皆さんこんにちは。
新環境に入ってから早くも3週間が過ぎようとしていますが、皆さんスタンダードを楽しんでますか?Mardu Vehiclesや緑黒系のアグロ、Grixisといったデッキが復権、登場し、スタンダードは今が最も面白い時期だと思います。
さて、今回の連載ではSCGO PhiladelphiaとSCG Classics Philadelphiaの入賞デッキをご紹介していきたいと思います。
SCGO Philadelphia
神々の対立と『イクサラン』のレインジャー
2018年1月27-28日
- 1位 Sultai Constrictor
- 2位 Grixis Energy
- 3位 GR Aggro
- 4位 Grixis Energy
- 5位 Jeskai Aggro
- 6位 Mardu Vehicles
- 7位 Mardu Vehicles
- 8位 Grixis Control
Lo/Michaels/Henry
トップ8のデッキリストはこちら
『イクサランの相克』から1週間後に開催されたチーム戦のオープンは、SCGO Dallasと同様にTemur Energyと赤単が支配する環境とは異なり、様々な戦略やデッキが結果を残していました。
特に活躍が著しいのは、アグロデッキの《熱烈の神ハゾレト》やコントロールデッキの《スカラベの神》、そして緑系ミッドレンジの《翡翠光のレインジャー》を使ったデッキで、それらは新環境のスタンダードを定義するカードと見て間違いなさそうです。
SCGO Philadelphia デッキ紹介
「Sultai Constrictor」「Grixis Energy」「Jeskai Aggro」
Sultai Constrictor
2 《森》
1 《島》
3 《異臭の池》
4 《霊気拠点》
4 《花盛りの湿地》
4 《植物の聖域》
2 《ハシェプのオアシス》
1 《イフニルの死界》
-土地(24)- 4 《歩行バリスタ》
4 《光袖会の収集者》
4 《導路の召使い》
4 《巻きつき蛇》
3 《翡翠光のレインジャー》
2 《ピーマの改革派、リシュカー》
2 《貪欲なチュパカブラ》
2 《スカラベの神》
2 《新緑の機械巨人》
-クリーチャー(27)-
BG Constrictorに環境屈指のパワーカードである《スカラベの神》と、カウンターのために青をタッチしたのがSultai Constrictorです。《翡翠光のレインジャー》による「+1/+1」カウンターのシナジーを始めとしたアドバンテージと、クリーチャーの質がこのデッキの強みです。
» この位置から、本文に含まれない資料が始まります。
PR #182, opened 2021-01-07
Some tests avoided on < 7.0

matbesancon:


rschwarz (approved):
OK, now I understand your comment: You want to relax the upper bound.
This is fine with me, although I don't think that SCIP follows semver strictly.

Issue #77, opened 2019-01-04
Automate the wrapper generation, upgrade CEnum dep.


rschwarz:
This applies only after #76 is merged.

We now use Clang.jl to generate Julia wrappers from the SCIP header files automatically.
There is a script for that purpose that should be rerun for every (major) release of SCIP that we want to support.

Unfortunately, the process was not completely automatic. The steps should be documented clearly, or integrated properly in the generator script.

In particular, the following steps followed the execution of the script:
- rename `Ptr{SCIP}` to `Ptr{SCIP_}`, to avoid name conflict with module.
- delete empty wrappers for `type_*.h`; the type definitions all went to `commons.jl`
- add some missing (type/enum) definitions to `manual_commons.jl` (why did Clang.jl not add them?)

Also, we used the branch of Clang.jl from PR [#210](https://github.com/ihnorton/Clang.jl/pull/210), which was now merged to `master`, but not yet tagged?

leethargo:
Actually, the new Clang.jl seems to be tagged now (at 0.8).

Other potential improvements:
* Automatically generate the `wrapper.jl` file (with all the `include()` statements).
* Copy documentation strings from SCIP's headers to our Julia functions.
* Use `Ref{Ptr{}}` instead of `Ptr{Ptr{}}`?
* Use a stricter function signature for our `ccall` wrappers.

rschwarz:
This is also based on `Clang.jl`, so it would be mostly for convenience of configuration?

rschwarz:
OK, good to know.

Well, the variadic functions that are used do actually work now, there is just a risk of segfault or other unexpected behavior when targeting a new platform (or C compiler?).

I would have a look in the future, in case a re-generation of the wrapper becomes necessary after a release of a new SCIP version or similar. Right now, it works well enough for me not to bother, but PRs are welcome!

rschwarz:
Another topic that has come up on [Discourse](https://discourse.julialang.org/t/finalizer-only-works-with-mutable-structs/28777/9?u=leethargo). The auto-generated `ccall` wrappers all use `Ptr{X}` for some SCIP struct `X`. This is fine in most cases, as we will actually pass C pointers (for SCIP-owned objects) to these calls.

[...]

PR #186, opened 2021-03-03
Upgrade wrapper generator script and regenerate bindings

Gnimuc:
I'm testing https://github.com/JuliaInterop/Clang.jl/pull/278. Before making a new release for Clang.jl, I'd like to make sure that the code generated by the new generator is not broken. Any feedback about the new generator would be highly appreciated.


rschwarz:
Note that the generation process was not totally automatic in our case, see #77 .

We also pinned `CEnum` to an older version (for no good reason except that the we didn't want to change the generated code) and later *vendored* the module.

Gnimuc:
With this PR, the generation process should be totally automatic. 

Missing definitions are all macro-related and one can manually add them to `prologue.jl`. 

Variadic functions can be supported by using Julia 1.5's `@ccall` macro. In the future, Clang.jl should handle this, but for now, they're handled in `epilogue.jl`.

Gnimuc:
> We also pinned `CEnum` to an older version (for no good reason except that the we didn't want to change the generated code) and later _vendored_ the module.

As SCIP doesn't use duplicated enum members, so I just completely remove the use of `CEnum.jl`. Clang.jl's new generator now has an option for this.

rschwarz:
OK, so `LibSCIP.jl` is now the only file generated automatically by the script?
And the manual adjustments are all covered in `gen/prologue.jl`, `gen/epilogue.jl` or `src/wrapper.jl`?

That's a great improvement and will help a lot to keep up with API changes in SCIP in the future!

matbesancon:
this is fantastic yes

gen/generator.toml
```diff
@@ -0,0 +1,18 @@
...
+printer_blacklist = [
+    "printError",
+    "printErrorHeader"
+]
+
+[codegen]
+opaque_as_mutable_struct = false
+
+[codegen.macro]
+macro_mode = "basic"
```
matbesancon, line 18:
```suggestion
macro_mode = "basic"

```

gen/generator.toml
```diff
@@ -0,0 +1,18 @@
...
+library_name = "libscip"
+output_file_path = "../src/LibSCIP.jl"
+module_name = "LibSCIP"
+prologue_file_path = "./prologue.jl"
+epilogue_file_path = "./epilogue.jl"
+export_symbol_prefixes = ["SCIP_", "SCIP", "BMS_"]
+use_julia_native_enum_type = true
+printer_blacklist = [
+    "printError",
+    "printErrorHeader"
```
matbesancon, line 11:
```suggestion
    "printErrorHeader",
```

Gnimuc:
@matbesancon @rschwarz This is ready for another round of review. As for the test failures, I guess I didn't something wrong when solving the conflict. Feel free to edit this PR if needed. I'm going to merge the Clang.jl#278 this weekend and you could run the generator on your own machine.

Gnimuc:
I won't keep updating this PR but will keep monitoring the compatibility of the generated code [here](https://github.com/Gnimuc/GeneratorScripts/tree/master/S/SCIP).

matbesancon:
thanks for the work on this! So the current PR is based on what is currently on Clang.jl master right?

Gnimuc:
Yes. It's recommended to use Clang.jl#master from now on.

matbesancon:
there seems to be some conversion error: `unsafe_convert(::Type{Ptr{Ptr{Int8}}}, ::Base.RefValue{Cstring})`

Gnimuc:
This has been fixed in https://github.com/scipopt/SCIP.jl/pull/186/commits/eba7eff535a5dab3d36d2793f9820b77ba6b9816, but I did something wrong when solving the conflict, so it's not in the latest commit. I believe you could fix this by cherry-pick that commit or just simply fix it with a new one.

matbesancon:
@Gnimuc do you know when a release will be tagged on Clang.jl? Depending on master is a bit dangerous as next commits can break things

Gnimuc:
This package is being monitored in https://github.com/Gnimuc/GeneratorScripts, it's safe to just use the master branch.

Gnimuc:
Actually, this PR bundles the Modifest.toml, so it will always use the same version of Clang.jl unless someone does a `pkg> up`.

matbesancon:
@Gnimuc should we bump the gen/Project.toml to the latest 0.11 you released?

Gnimuc:
> @Gnimuc should we bump the gen/Project.toml to the latest 0.11 you released?

0.11? you mean 0.14? No, 0.14 has not been officially released yet. The latest master has some new features like variadic function support, docstrings dumping, etc. If you'd like to update to the latest master, run `pkg> up` in the project mode.

matbesancon:
ok thank you, we do not need this for now so merging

Sultaiは前環境でもSultai Energyという形で存在していましたが、Temur Energyと赤単の2強よりもデッキパワーの面で一歩届かず、徐々にフェイドアウトしていきました。しかし、『イクサランの相克』リリース後に禁止改定により環境が激変し、Temur Energyと赤単の弱体化によりBG Constrictorも復権してきました。
☆注目ポイント
《翡翠光のレインジャー》の「探検」は《巻きつき蛇》と相性が良く、従来のフィニッシャーである《新緑の機械巨人》と《歩行バリスタ》も健在です。
《巻きつき蛇》の爆発力に加えて《光袖会の収集者》、《貪欲なチュパカブラ》、《スカラベの神》、そしてサイドに忍ばせてある《人質取り》によってアドバンテージを得ることができ、ロングゲームにも対応できます。《光袖会の収集者》のライフロスを回復してくれる《貪る死肉あさり》もサイドに採用されています。
Sultaiカラーのメリットとして、《燻蒸》などの全体除去に対抗して青をタッチしているため、コントロールとの相性が良くなっています。新環境になり復権してきたMardu Vehiclesも、サイド後はコントロール寄りになるので、プレインズウォーカー、除去、全体除去、機体を対策できる《否認》、《呪文貫き》は頼りになります。
Grixis Energy
新環境のスタンダードでも、エネルギー系のデッキは依然として人気があります。《ならず者の精製屋》と《霊気との調和》を失い緑を使う意味は薄れましたが、《つむじ風の巨匠》や《光袖会の収集者》といったエネルギークリーチャーは健在です。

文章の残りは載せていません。